Cytopathology-5 DR. MAHA AL-SEDIK
Definition: Local defense and protective response against cell injury or irritation or Local vascular and cellular reaction, against an irritant.
Causes: • Living: • Bacteria, • Fungi, • Virus, • Parasite or their toxins. • Non-Living: • Chemical burn • Irradiation • Mechanical trauma • Thermal injury
Inflammation is designated by adding the suffix (itis) to the end of the name of the inflamed organ or tissue e.g. cellulitis, nephritis, urethritis and glossitis.

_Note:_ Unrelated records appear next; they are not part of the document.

Issue #4016, opened 2023-12-08
[defect]Failed to deserialize tspCodeModel.json for recursive inheritance model


chunyu3:
Codegen failed to deserialize recursive inheritance model.

e.g.
```
@doc("extension")
model Extension extends Element {
  level: int8;
}

@doc("element")
model Element {
  extension?: Extension[];
}

@route("/recursiveExtension")
@doc("doSomething for glossary")
@put
@convenientAPI(true)
op recursiveExtension(@body input: Extension): void;
```

Issue #3974, opened 2023-11-27
[defect] infinite loop call in FindMatchesRecursively


chunyu3:
When create anonymous model name, the infinite loop call occur in method `FindMatchesRecursively` https://github.com/Azure/autorest.csharp/blob/feature/v3/src/AutoRest.CSharp/LowLevel/Output/DpgOutputLibraryBuilder.cs#L216

Sample tsp:
[TempTypeSpecFiles.zip](https://github.com/Azure/autorest.csharp/files/13470426/TempTypeSpecFiles.zip)

asaflevi-ms:
@chunyu3 
Do you have an ETA for the fix?
We are blocked and our public preview is planned for next month.

chunyu3:
hello @asaflevi-ms We are investigating this. Have not found the root cause yet.

asaflevi-ms:
CC: @catalinaperalta

catalinaperalta:
Hi @chunyu3, any updates on this issue? Could you link me to the line in the specification that is causing the issue please?

chunyu3:
> Could you link me to the model in the specification that is causing the issue please

Hello @catalinaperalta I have found the root cause and resolve PR (https://github.com/Azure/autorest.csharp/pull/4019) is ready and will be merged soon, then a new autorest.csharp will be released to include the fix.

PR #4019, opened 2023-12-08
Handle Recursive inheritance and model circle reference

chunyu3:
# Description
Fix https://github.com/Azure/autorest.csharp/issues/4016
Fix https://github.com/Azure/autorest.csharp/issues/3974
Fix https://github.com/Azure/autorest.csharp/issues/4029

- remove duplicated model schema in tspCodeModel.json
- Add visistedModel to skip visisted model in FindMatchesRecursively() to avoid infinite loop when there is a circle reference in the model.

# Checklist

# Ready to Land?


pshao25:
Do we have tests?

src/AutoRest.CSharp/Common/Input/InputTypes/Serialization/TypeSpecReferenceHandler.cs
```diff
@@ -24,9 +24,9 @@ private class TypeSpecReferenceResolver : ReferenceResolver
 
             public override void AddReference(string referenceId, object value)
             {
-                if (!_referenceIdToObjectMap.TryAdd(referenceId, value))
+                if (!_referenceIdToObjectMap.ContainsKey(referenceId))
                 {
-                    throw new JsonException();
+                    _referenceIdToObjectMap.Add(referenceId, value);
```
ArcturusZhang, line 29: this scenario "adding a reference when the same Id existed" should never happen, therefore I believe we should revert this change.
We should make sure that definition of a model should only happen once.

chunyu3: No. we cannot make the model.derievedModels only once otherwise we will meet circle loop issue of the json deserialization issue.

chunyu3:
> Do we have tests?

hello @pshao25 we will have test in latest cadl-ranch. After upgraded cadl-ranch, I will onboard the test.

src/AutoRest.CSharp/Common/Input/InputTypes/Serialization/TypeSpecReferenceHandler.cs
ArcturusZhang: Let us add a TODO here to emphasize this is a workaround.

The solution of this issue should be in the emitter to ensure it will not output the derived type twice and we should NEVER get a duplicated key here

ArcturusZhang (approved):
Approved if this is only a workaround and there is follow up to fix the real issue.

ArcturusZhang:
> > Do we have tests?
> 
> hello @pshao25 we will have test in latest cadl-ranch. After upgraded cadl-ranch, I will onboard the test.

I suggest we onboard the test case now, and when the cadl ranch case is onboarded we could have another PR to remove it.

src/AutoRest.CSharp/Common/Input/InputTypes/InputModelType.cs
```diff
@@ -6,9 +6,14 @@
...
+    internal record InputModelType(string Name, string? Namespace, string? Accessibility, string? Deprecated, string? Description, InputModelTypeUsage Usage, IReadOnlyList<InputModelProperty> Properties, IReadOnlyList<InputModelType> DerivedModels, string? DiscriminatorValue, string? DiscriminatorPropertyName, bool IsNullable)
         : InputType(Name, IsNullable)
     {
+        public InputModelType(string name, string? ns, string? accessibility, string? deprecated, string? description, InputModelTypeUsage usage, IReadOnlyList<InputModelProperty> properties, InputModelType? baseModel, IReadOnlyList<InputModelType> derivedModels, string? discriminatorValue, string? discriminatorPropertyName, bool isNullable)
+            : this(name, ns, accessibility, deprecated, description, usage, properties, derivedModels, discriminatorValue, discriminatorPropertyName, isNullable)
+        {
+            BaseModel = baseModel;
+        }
```
ArcturusZhang, line 16: these changes are unacceptable.
According to our discussion yesterday, these classes (this one and the corresponding converter/deserializer) do not need to be changed, it is already possible to handle the case we are currently having.
The only issue is in the emitter.
If we would like to introduce a temporary workaround, I prefer the previous way which is simpler and straightforward to revert.

test/TestProjects/FirstTest-TypeSpec/src/Generated/tspCodeModel.json
```diff
@@ -748,19 +748,146 @@
...
+      "IsNullable": false
+     },
+     "IsRequired": false,
+     "IsReadOnly": false
+    }
+   ]
+  },
+  {
+   "$ref": "105"
+  },
```
ArcturusZhang, line 801: this is exactly the result we would like to see in the emitter, and in our yesterday's discussion, it does not require a change in the converter to work properly.

src/AutoRest.CSharp/Common/Input/InputTypes/InputModelType.cs
ArcturusZhang: And I have a try on my machine, by checking out to your branch, revert all the changes in CodeModelConverter.cs, InputModelType.cs, and TypeSpecInputModelTypeConverter.cs, then regenerate FirstTest-TypeSpec, it works fine and generated code does not have a change.
Is there anything I am missing that we really require these changes?

ArcturusZhang: I put the changes in this PR: https://github.com/Azure/autorest.csharp/pull/4038

src/AutoRest.CSharp/Common/Input/InputTypes/InputModelType.cs
```diff
@@ -3,12 +3,19 @@
...
```
ArcturusZhang, line 18: We do not have to change the first line to add a private setter to BaseModel property, we could do something like this:
image
this might reduce the amount of changes in this PR

src/AutoRest.CSharp/Common/Input/InputTypes/InputModelType.cs
```diff
@@ -19,6 +26,13 @@ internal record InputModelType(string Name, string? Namespace, string? Accessibi
         public bool IsPropertyBag { get; init; } = false;
 
         public bool IsAnonymousModel { get; init; } = false;
+        public InputModelType? BaseModel { get; private set; }
+        internal void SetBaseModel(InputModelType? baseModel, [CallerFilePath] string filepath = "", [CallerMemberName] string caller = "")
+        {
+            Debug.Assert(filepath.EndsWith($"{nameof(TypeSpecInputModelTypeConverter)}.cs"));
```
ArcturusZhang, line 32: Could we add a message here as well?

src/AutoRest.CSharp/Common/Input/InputTypes/InputModelType.cs
```diff
@@ -19,6 +26,13 @@ internal record InputModelType(string Name, string? Namespace, string? Accessibi
         public bool IsPropertyBag { get; init; } = false;
 
         public bool IsAnonymousModel { get; init; } = false;
+        public InputModelType? BaseModel { get; private set; }
+        internal void SetBaseModel(InputModelType? baseModel, [CallerFilePath] string filepath = "", [CallerMemberName] string caller = "")
```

Q- Is inflammation beneficialor not ? • You have to understand that inflammation is a protective response. • Its goals are: • • Eliminate the initial cause of cell injury. • • Remove necrotic cells and tissue. • • Initiate the process of repair . • Inflammation may be harmful as in hypersensitivity, rheumatoid arthritis, anaphylactic reaction and atherosclerosis.
Main Types of Inflammation Acute: Rapid onset and of shorter duration. Subacute: Slower onset with longer duration than acute. Chronic: Slowest onset with longer duration.
Cardinal signs of inflammation (Macroscopic signs): 1)Redness. 2)Hotness. 3)Swelling. 4)Pain and tenderness. 5)Loss of function.
1. Acute inflammation Definition: A rapid and transient response to injury or irritant Signs (macroscopic signs): The same cardinal signs but with rapid onset and of shorter duration. Changes in inflammation: 1. Local vascular change. 2. Formation of inflammatory exudate.
Inflammatory response: (microscopic signs) First: Local vascular changes: 1. Initial temporary vasoconstriction for few seconds. 2. Active vasodilatation of arterioles and capillaries (by chemical mediators: Histamine) and passive dilatation of venules. 3. Increase in capillary permeability (fluid exudate to the extravascular tissue) thus concentration of blood cells, slowing of blood flow (stasis). 3. the margination of leukocytes.
Active vasodilatation of arterioles and capillaries (and passive dilatation of venules.
Second: Formation of inflammatory exudates: • Infiltration of the various fluid and plasma proteins outside the blood vessels into the surrounding tissue without injury of the blood vessels. • This is due to the increased capillary permeability caused by the high osmotic pressure of the surroundings.
Leukocytes seem to leave the smallest blood vessels by inserting pseudopodia into the interendothelial junctions and sliding through the wall by amoeboid movement. • The early stages are marked by the predominance of polymorphs especially neutrophils migration, particularly when the inflammation is caused by pyogenic cocci.
Acute inflammatory exudates • Composition: • Fluid: contains plasma proteins, immunoglobulin and salts. • Fibrin: high molecular weight filamentous insoluble protein. • Inflammatory cells: Neutrophil, macrophage and lymphocyte.
Functions of inflammatory exudates: • Dilute the invading microorganism and its toxins. • Bring antibodies through the plasma to the inflamed area. • Bring leukocytes that engulf the invading microorganisms. • Bring fibrinogen through the plasma, which is converted, to fibrin mesh, helping in trapping the microorganism and localize the infection.
Cells of inflammatory response •Phagocytic cells –macrophages –PNL (particularly neutrophils) –Eosinophil –Basophil •Non-phagocytic cells –Lymphocytes –Plasma cells
Neutrophil Eosinophil Basophil Lymphocyte Monocyte Plasma cell
SO • Stages of Acute Inflammation • Transient Vasoconstriction • Persistent Vasodilatation and Stasis • Increased Permeability of Vessel Walls • Fluid Exudate and Formation of Edema • Cellular Exudate (Neutrophil Emigration & Accumulation) • Resolution or progression
Types of acute inflammation (based on type of exudates): 1- Catarrhal inflammation. 2- Serous inflammation. 3- Fibrinous inflammation. 4- Hemorrhagic inflammation. 5- Gangrenous inflammation. 6- Purulent inflammation.